BTW, the quick talk stuff was a mod before, so TW just added a mod. Don´t get me wrong, both are welcome features, but they are not really game changers :wink:

If they add the ability to control your parties (give them commands) that would be huge, that´s what I call a "real" new feature.

+40 billion points! JACKPOT!!!!!!!!!!!!!!
 
The closest I've come to game development is being a closed beta tester but I've dealt with contracting for software: $50,000 is about enough to get you laughed at. The amount you're looking at for fast, reliable work starts like in the mid six figure range and you need to be very clear about what you want.

Modders do a mindboggling amount of work for free because it is something they want to do. There are low odds they are going to value their time the same way when working on someone else's interests. Because that's called work.
Im inclined to agree with you, although we are talking about two different things it seems.. I spoke of rewarding modders to mod the game with things that are enjoyable at the community wants, before TW can give us something substantial (which they seem to fail at often somehow?) - so, on that, I think you totally misinterpreted my post.
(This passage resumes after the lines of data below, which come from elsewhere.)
PR #1494, opened 2020-10-13
HDDS-4330. Bootstrap new OM node

hanishakoneru:

In a ratis enabled OM cluster, add support to bootstrap a new OM node and add it to OM ratis ring. 

First step would be to update the ozone-site.xml with the configs (nodeId, address, ports etc.) for the new OM. 
The new node(s) should be started in BOOTSTRAP mode using the following command. This command will also initialize the OM. Hence, no need to run om init command before this command.
`ozone om --bootstrap`
When this command is run, it starts the OM in bootstrap mode. The new OM starts up its Ratis server and sends a request to existing OMs to perform a SetConfiguration operation. After the SetConfiguration operation is successful, the new OM is bootstrapped and part of the OM Ratis ring.

https://issues.apache.org/jira/browse/HDDS-4330

## How was this patch tested?

Added unit tests

### DIFF
--- a/hadoop-ozone/common/src/main/java/org/apache/hadoop/ozone/om/protocolPB/OMInterServiceProtocolPB.java
+++ b/hadoop-ozone/common/src/main/java/org/apache/hadoop/ozone/om/protocolPB/OMInterServiceProtocolPB.java
@@ -34,7 +34,6 @@ import org.apache.hadoop.ozone.security.OzoneDelegationTokenSelector;
     protocolVersion = 1)
 @KerberosInfo(
     serverPrincipal = OMConfigKeys.OZONE_OM_KERBEROS_PRINCIPAL_KEY)
-@TokenInfo(OzoneDelegationTokenSelector.class)
 @InterfaceAudience.Private
 public interface OMInterServiceProtocolPB
     extends OzoneManagerInterService.BlockingInterface {
--- a/hadoop-ozone/common/src/main/java/org/apache/hadoop/ozone/om/protocolPB/OMInterServiceProtocolPB.java
+++ b/hadoop-ozone/common/src/main/java/org/apache/hadoop/ozone/om/protocolPB/OMInterServiceProtocolPB.java
@@ -23,8 +23,6 @@ import org.apache.hadoop.ipc.ProtocolInfo;
 import org.apache.hadoop.ozone.protocol.proto
     .OzoneManagerInterServiceProtocolProtos.OzoneManagerInterService;
 import org.apache.hadoop.security.KerberosInfo;
-import org.apache.hadoop.security.token.TokenInfo;
-import org.apache.hadoop.ozone.security.OzoneDelegationTokenSelector;
 
 /**
  * Protocol used for communication between OMs.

As a community, weve given millions of dollars to TW, just in bannerlord - but we arent being engaged, we arent being listened to - they previously asserted that suggestion posts which are very popular are the ones that get considered for implementation, seems pretty arbitrary since they arent actively making community engagement efforts in the forms of surveys etc (not everyone is on forum) - they havent put any effort into it (or barely if they have). I have seen many EA games do much much much better with clear communication, roadmapping, community engagement and community led development (what the players want).

Bannerlord, for all intents and purposes, is a game from the devs, for the devs - not for the fans - and that is what is truly painful and frustrating.